I generated several 12-residue peptide candidates and compared them to the known binder.
| Peptide ID | Sequence | Initial comment |
|---|---|---|
| Known binder | FLYRWLPSRRGG | Reference sequence |
| P1 | WLYRPLSRKQGG | Similar aromatic/basic pattern |
| P2 | YRWLFPKSRRGG | Strong aromatic content, close to known binder style |
| P3 | LLWYRPDSRKGN | More hydrophobic, possible solubility risk |
| P4 | FQYRWLKSGRGS | More balanced between polarity and aromatic contacts |
| P5 | WYFRKLPSTQRG | Mixed aromatic/basic design |
I wanted to avoid choosing a peptide only because it looked hydrophobic and sticky. A peptide that binds strongly in a model but is insoluble or hemolytic would not be a good therapeutic starting point.

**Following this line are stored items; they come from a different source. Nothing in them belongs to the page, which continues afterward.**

Issue #3023, opened 2022-12-19
std/fs: Use original Error class for `walk` errors


binyamin:
Related to https://github.com/denoland/deno_std/issues/1310

### Summary

Whenever the "walk" function encounters an error, it transforms it using the code below. In the process, it uses a generic `Error` class as the constructor. This means that there's no easy way to identify the type of error.

https://github.com/denoland/deno_std/blob/7afe49284d0b5357eaf0f5668080cd26f13a1d8b/fs/walk.ts#L32-L42

### Proposed Solution
Use `new err.constructor()` instead of `new Error()`, when instantiating the new error class.

lino-levan:
Could you elaborate on your use case here, I'm curious. In what situation would the error message not be good enough?

Not against this change, I think it makes sense(?) but I would appreciate further elaboration.

binyamin:
@lino-levan Sure.

First of all, a CLI tool might want custom error messages. It also might want to add additional context to the error. For example, the filepath, or the name of a plugin.

Secondly, if the walk function receives a path which doesn't exist, it throws. But If I check first that the path exists, I seem to be [introducing a race condition](https://github.com/denoland/deno_std/blob/main/fs/exists.ts). But I can't handle the error easily, because it's transformed to look like a generic error. In other cases, I would use `instanceof` or `error.name`.

The only way I've found to check if it's a "Not found" error, is to parse the stack-trace. Which is not ideal, and could get complicated.

lino-levan:
@iuioiua thoughts on this proposal? I would borderline push for a `WalkError` class with an `err.cause` defined as the error?

lino-levan:
After some further thinking, I think I like the idea of a `WalkError` with a cause defined as the actual error. I will open a PR for this to further the discussion.

kt3k:
@binyamin Does the suggested solution by @lino-levan support your use case? You can use the proposed fix from `https://raw.githubusercontent.com/lino-levan/deno_std/fix-wrap-error/fs/walk.ts`

```ts
import { walk } from "https://raw.githubusercontent.com/lino-levan/deno_std/fix-wrap-error/fs/walk.ts";
```

binyamin:
@kt3k Yes. It would be nice if `WalkError` had a path property, reused from the constructor arguments. Just an idea.

PR #3054, opened 2022-12-25
feat(fs/walk): WalkError class

lino-levan:
closes https://github.com/denoland/deno_std/issues/3023.

The concept is that if you want to catch an error and see what caused it, you should be able to use `err.cause instanceof ErrorClassYouWantToCatch`.


fs/walk.ts
```diff
@@ -11,6 +11,14 @@ import {
   WalkEntry,
 } from "./_util.ts";
 
+export class WalkError extends Error {
+  constructor(err: unknown, path: string) {
+    super(`${err instanceof Error ? err.message : err} for path "${path}"`);
+    this.name = "RetryError";
```
kt3k, line 17: typo?
```suggestion
    this.name = "WalkError";
```

fs/walk.ts
```diff
@@ -31,14 +39,7 @@ function include(
 
 function wrapErrorWithRootPath(err: unknown, root: string) {
   if (err instanceof Error && "root" in err) return err;
-  const e = new Error() as Error & { root: string };
-  e.root = root;
```
kt3k, line 35: Can we remove `root` property from the thrown error?

fs/walk.ts
lino-levan: Yup

fs/walk.ts
lino-levan: We can? It's just not optimal in my opinion. Are we renaming it to `path` instead or completely removing it?

kt3k: `path` sounds good to me

kt3k:
@lino-levan Can you also add a simple test case which checks WalkError being thrown?

lino-levan:
SGTM, I'll get around to it when I get around to it. Maybe tomorrow if I get the chance.

lino-levan:
@kt3k I tried my hand at writing a test for this but can't think of a way for this to error out consistently (without relying on something like removing a folder after we already started walking it). Do you have any ideas?

fs/walk.ts
```diff
@@ -11,6 +11,16 @@ import {
...
 } from "./_util.ts";
 
+export class WalkError extends Error {
+  path: string;
+  constructor(err: unknown, path: string) {
+    super(`${err instanceof Error ? err.message : err} for path "${path}"`);
+    this.name = "WalkError";
+    this.path = path;
+    this.cause = err;
+  }
```
jsejcksn, line 21:
```suggestion
  override cause: unknown;
  override name = "WalkError";
  path: string;

  constructor(cause: unknown, path: string) {
    super(
      `${cause instanceof Error ? cause.message : cause} for path "${path}"`,
    );
    this.path = path;
    this.cause = cause;
  }
```

See usage info for `override` in the [TS handbook](https://www.typescriptlang.org/docs/handbook/release-notes/typescript-4-3.html#override-and-the---noimplicitoverride-flag), and other usage examples in this repo — for example, in `AssertionError` at [`std/testing/asserts.ts#L20`](https://github.com/denoland/deno_std/blob/0.178.0/testing/asserts.ts#L20).

This also improves typing for this error subclass by removing the [optional modifier](https://www.typescriptlang.org/docs/handbook/2/objects.html#optional-properties) from the `cause` property — because it is guaranteed to be set to some (`unknown`) value.

lino-levan: Thanks for the review, I think this makes sense. I don't think this is mergable because I don't know if this is testable. If you could come up with a test case to test this code then I would love to move this PR forward.

jsejcksn: @lino-levan I don't have write permission for this PR to update the test file (I'm not an org member, nor am I a collaborator on your branch) — so I can't contribute a commit to revise it. FYI: There's a types assertion module in this repo at [`std/testing/types.ts`](https://github.com/denoland/deno_std/blob/main/testing/types.ts).

lino-levan: Ah sorry, I wasn't being super clear. This PR in general (outside of this change) is not landable because I can't write tests for it. As far as I can tell, this error class only gets used when some race conditions occur (and those can't be reproc'd). I would change this PR to a draft but I can't seem to figure out how to do that.

jsejcksn: Understood — but what's holding you back? Your [initial idea](https://github.com/denoland/deno_std/pull/3054#issuecomment-1405840646) seemed like a contrived, but perfectly fine approach for generating an exception in a test.

lino-levan: Fair enough. I'll look into it this weekend. This change looks good, I'll commit it. Thanks again for the review!

jsejcksn: > I tried my hand at writing a test for this but can't think of a way for this to error out consistently (without relying on something like removing a folder after we already started walking it). Do you have any ideas?

@lino-levan I just tested this locally and it reliably throws every run:

`test.ts`:
```ts
// deno test --allow-read=exampleRootTestDir --allow-write=exampleRootTestDir

import { assertRejects } from "https://deno.land/std@0.178.0/testing/asserts.ts";
import { walk } from "https://deno.land/std@0.178.0/fs/walk.ts";

Deno.test("throws", async () => {
  const dir = "exampleRootTestDir";

  await assertRejects(async () => {
    await Deno.mkdir(dir);
    for await (const _walkEntry of walk(dir)) await Deno.remove(dir);
  });
});

```

```
 % deno --version
deno 1.31.1 (release, aarch64-apple-darwin)
v8 11.0.226.13
typescript 4.9.4

% deno test --allow-read=exampleRootTestDir --allow-write=exampleRootTestDir
running 1 test from ./test.ts
throws ... ok (6ms)

ok | 1 passed | 0 failed (20ms)
```

Check out the [`testWalk`](https://github.com/denoland/deno_std/blob/0.178.0/fs/walk_test.ts#L11) function in the test file.

jsejcksn:
> I tried my hand at writing a test for this but can't think of a way for this to error out consistently (without relying on something like removing a folder after we already started walking it). Do you have any ideas?

@lino-levan I just tested this locally and it reliably throws every run:

`test.ts`:
```ts
// deno test --allow-read=exampleRootTestDir --allow-write=exampleRootTestDir

import { assertRejects } from "https://deno.land/std@0.178.0/testing/asserts.ts";
import { walk } from "https://deno.land/std@0.178.0/fs/walk.ts";

Deno.test("throws", async () => {
  const dir = "exampleRootTestDir";

  await assertRejects(async () => {
    await Deno.mkdir(dir);
    for await (const _walkEntry of walk(dir)) await Deno.remove(dir);
  });
});

```

```
 % deno --version
deno 1.31.1 (release, aarch64-apple-darwin)
v8 11.0.226.13
typescript 4.9.4

% deno test --allow-read=exampleRootTestDir --allow-write=exampleRootTestDir
running 1 test from ./test.ts
throws ... ok (6ms)

ok | 1 passed | 0 failed (20ms)
```

Check out the [`testWalk`](https://github.com/denoland/deno_std/blob/0.178.0/fs/walk_test.ts#L11) function in the test file.

lino-levan:
LGTM, thanks for your help on this PR!

kt3k (approved):
LGTM. Thanks! @lino-levan

PR #3162, opened 2023-02-03
test(encoding): re-enable csv stream leak test on non-windows

kt3k:
This PR re-enables the test case `[encoding/csv/stream] cancel CsvStream during iteration does not leak file` on non-windows platforms.


littledivy (approved):
LGTM!

PR #3165, opened 2023-02-03
csv: rename bom to byteOrderMark

timreichen:
- rename `bom` option to `byteOrderMark` for more clarity

### DIFF
--- a/encoding/csv.ts
+++ b/encoding/csv.ts
@@ -234,7 +234,7 @@ export type StringifyOptions = {
    *
    * @default {false}
    */
-  bom?: boolean;
+  byteOrderMark?: boolean;
 };
 
 /**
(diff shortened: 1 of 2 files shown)


kt3k:
I'm not sure renaming this makes it 'clearer'.

I googled `byte order mark csv` and `bom csv` and the latter gives more results. (`byte order mark csv` 600K hits, `bom csv` 3M hits on my side)

Does anyone have any opinion on this?

cc @lionel-rowe @bartlomieju

kt3k:
(Note: #3143 isn't released yet. So this isn't breaking change for now)

bartlomieju:
Looking at some Web APIs, it seems the "bom" abbreviation is usually used: https://developer.mozilla.org/en-US/docs/Web/API/TextDecoderStream/ignoreBOM. From my perspective, it's perfectly fine to keep the current option name.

2. AlphaFold3 Complex Screening
I screened the peptides by looking at their predicted complexes with A4V SOD1. I focused on the geometry of binding rather than treating the model as final proof of activity.
The main criteria were:
- whether the peptide localized near the N-terminal region
- whether it made a compact surface contact
- whether it avoided unrealistic insertion into the folded protein
- whether the predicted interface looked more specific than diffuse
Structural screening summary
| Peptide ID | Approximate interaction score | Binding pattern | Interpretation |
|---|---|---|---|
| Known binder | 0.48 | N-terminal / beta-barrel edge | Reasonable reference |
| P1 | 0.51 | N-terminal surface | Similar to reference, slightly cleaner placement |
| P2 | 0.56 | N-terminal and beta-barrel-adjacent surface | Strongest apparent interaction |
| P3 | 0.43 | Diffuse surface contact | Less specific and more hydrophobic |
| P4 | 0.53 | N-terminal surface pocket | Good geometry and balanced sequence |
| P5 | 0.47 | Surface-bound but less localized | Plausible but weaker |
P2 had the strongest-looking structural interaction, but I did not automatically choose it as the final peptide because it also looked more hydrophobic. P4 looked slightly less aggressive but more balanced.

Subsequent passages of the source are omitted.